Write the full listing out again, keeping every line exactly as it is.

LISTED RECORDS Block Start

PR #1122, opened 2021-05-28
Build fixes and RPM packaging for Fedora 33+

oskirby:
After a bit of experimenting, I've been able to build and run the VPN client on Fedora 33 and 34, and I've written a spec file that should enable us to build binary RPM packages out of a git checkout by doing:

```
sudo dnf builddep linux/mozillavpn.spec
rpmbuild -bb linux/mozillavpn.spec
```

Some users have noted problems with SELinux, but I wasn't able to reproduce them in my virtual machine, it just seemed to work for me, even with `getenforce` reporting that SELinux is enabled.

### DIFF
--- a/src/src.pro
+++ b/src/src.pro
@@ -440,7 +440,7 @@ else:linux:!android {
     INSTALLS += dbus_service
 
     systemd_service.files = ../linux/debian/mozillavpn.service
-    systemd_service.path = /lib/systemd/system
+    systemd_service.path = /usr/lib/systemd/system
     INSTALLS += systemd_service
 
     CONFIG += link_pkgconfig
--- a/README.md
+++ b/README.md
@@ -43,7 +43,8 @@ curl -L https://download.qt.io/archive/qt/5.15/5.15.1/single/qt-everywhere-src-5
 tar xvf qt-everywhere-src-5.15.1.tar.xz
 mv qt-everywhere-src-5.15.1 qt
 sudo apt build-dep qt5-default
-sudo apt install libxcb-xinerama0-dev
+sudo apt install clang llvm golang
+sudo apt install libxcb-xinerama0-dev libxcb-util-dev
 bash scripts/qt5_compile.sh qt qt
 ```
 
@@ -60,7 +61,7 @@ git submodule update
 # glean
 ./scripts/generate_glean.py
 # translations
-python scripts/importLanguages.py
+./scripts/importLanguages.py
 ```
 
 #### Build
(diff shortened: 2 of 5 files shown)


src/src.pro
```diff
@@ -435,7 +435,7 @@ else:linux:!android {
     INSTALLS += dbus_service
 
     systemd_service.files = ../linux/debian/mozillavpn.service
-    systemd_service.path = /lib/systemd/system
+    systemd_service.path = /usr/lib/systemd/system
```
bakulf, line 438: Do we need to include this change in 2.3?

bakulf (approved):

src/src.pro
oskirby: This install target only exists in the qmake project to satisfy users who want to install from sources, and on Debian-based distributions it makes no difference since /usr/lib/systemd and /lib/systemd are hardlinked to the same place.

bakulf:
Can you rebase this patch? Then merge it directly. Thank you!
Do you think it makes sense to write a few lines to describe how to create a RPM package?

oskirby:
Rebasing this seems to result in a a segfault deep in QtQuick and OpenGL when running on Fedora due to commit 1d4dee17d5b2060012c49d3ee09bea8386c852a3 so I think that there is something still not quite right the ring animation handling.

oskirby:
I think my comment blaming canvas change in #1113 for the crash is incorrect, however, it still seems to occur on Fedora despite being fixed on Ubuntu.

oskirby:
[mozillavpn-crash-log.txt](https://github.com/mozilla-mobile/mozilla-vpn-client/files/6600269/mozillavpn-crash-log.txt)

BrentonPoke:
Does this work for anyone? I get an error when trying to build it in 34.
```
make[1]: Entering directory '/home/brentonpoke/rpmbuild/BUILD/tests/unit'
make[1]: Nothing to be done for 'first'.
make[1]: Leaving directory '/home/brentonpoke/rpmbuild/BUILD/tests/unit'
make[1]: Entering directory '/home/brentonpoke/rpmbuild/BUILD/src'
lupdate /home/brentonpoke/Documents/mozilla-vpn-client/src -no-obsolete -ts /home/brentonpoke/Documents/mozilla-vpn-client/src/../translations/mozillavpn_en.ts
make[1]: lupdate: No such file or directory
make[1]: *** [Makefile:1089: ts] Error 127
make[1]: Leaving directory '/home/brentonpoke/rpmbuild/BUILD/src'
make: *** [Makefile:48: sub-src-make_first] Error 2
error: Bad exit status from /var/tmp/rpm-tmp.gQo43X (%build)


RPM build errors:
    Bad exit status from /var/tmp/rpm-tmp.gQo43X (%build)
```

LISTED RECORDS Block End

= TASK ANSWER =
PR #1122, opened 2021-05-28
Build fixes and RPM packaging for Fedora 33+

oskirby:
After a bit of experimenting, I've been able to build and run the VPN client on Fedora 33 and 34, and I've written a spec file that should enable us to build binary RPM packages out of a git checkout by doing:

```
sudo dnf builddep linux/mozillavpn.spec
rpmbuild -bb linux/mozillavpn.spec
```

Some users have noted problems with SELinux, but I wasn't able to reproduce them in my virtual machine, it just seemed to work for me, even with `getenforce` reporting that SELinux is enabled.

### DIFF
--- a/src/src.pro
+++ b/src/src.pro
@@ -440,7 +440,7 @@ else:linux:!android {
     INSTALLS += dbus_service
 
     systemd_service.files = ../linux/debian/mozillavpn.service
-    systemd_service.path = /lib/systemd/system
+    systemd_service.path = /usr/lib/systemd/system
     INSTALLS += systemd_service
 
     CONFIG += link_pkgconfig
--- a/README.md
+++ b/README.md
@@ -43,7 +43,8 @@ curl -L https://download.qt.io/archive/qt/5.15/5.15.1/single/qt-everywhere-src-5
 tar xvf qt-everywhere-src-5.15.1.tar.xz
 mv qt-everywhere-src-5.15.1 qt
 sudo apt build-dep qt5-default
-sudo apt install libxcb-xinerama0-dev
+sudo apt install clang llvm golang
+sudo apt install libxcb-xinerama0-dev libxcb-util-dev
 bash scripts/qt5_compile.sh qt qt
 ```
 
@@ -60,7 +61,7 @@ git submodule update
 # glean
 ./scripts/generate_glean.py
 # translations
-python scripts/importLanguages.py
+./scripts/importLanguages.py
 ```
 
 #### Build
(diff shortened: 2 of 5 files shown)


src/src.pro
```diff
@@ -435,7 +435,7 @@ else:linux:!android {
     INSTALLS += dbus_service
 
     systemd_service.files = ../linux/debian/mozillavpn.service
-    systemd_service.path = /lib/systemd/system
+    systemd_service.path = /usr/lib/systemd/system
```
bakulf, line 438: Do we need to include this change in 2.3?

bakulf (approved):

src/src.pro
oskirby: This install target only exists in the qmake project to satisfy users who want to install from sources, and on Debian-based distributions it makes no difference since /usr/lib/systemd and /lib/systemd are hardlinked to the same place.

bakulf:
Can you rebase this patch? Then merge it directly. Thank you!
Do you think it makes sense to write a few lines to describe how to create a RPM package?

oskirby:
Rebasing this seems to result in a a segfault deep in QtQuick and OpenGL when running on Fedora due to commit 1d4dee17d5b2060012c49d3ee09bea8386c852a3 so I think that there is something still not quite right the ring animation handling.

oskirby:
I think my comment blaming canvas change in #1113 for the crash is incorrect, however, it still seems to occur on Fedora despite being fixed on Ubuntu.

oskirby:
[mozillavpn-crash-log.txt](https://github.com/mozilla-mobile/mozilla-vpn-client/files/6600269/mozillavpn-crash-log.txt)

BrentonPoke:
Does this work for anyone? I get an error when trying to build it in 34.
```
make[1]: Entering directory '/home/brentonpoke/rpmbuild/BUILD/tests/unit'
make[1]: Nothing to be done for 'first'.
make[1]: Leaving directory '/home/brentonpoke/rpmbuild/BUILD/tests/unit'
make[1]: Entering directory '/home/brentonpoke/rpmbuild/BUILD/src'
lupdate /home/brentonpoke/Documents/mozilla-vpn-client/src -no-obsolete -ts /home/brentonpoke/Documents/mozilla-vpn-client/src/../translations/mozillavpn_en.ts
make[1]: lupdate: No such file or directory
make[1]: *** [Makefile:1089: ts] Error 127
make[1]: Leaving directory '/home/brentonpoke/rpmbuild/BUILD/src'
make: *** [Makefile:48: sub-src-make_first] Error 2
error: Bad exit status from /var/tmp/rpm-tmp.gQo43X (%build)


RPM build errors:
    Bad exit status from /var/tmp/rpm-tmp.gQo43X (%build)
```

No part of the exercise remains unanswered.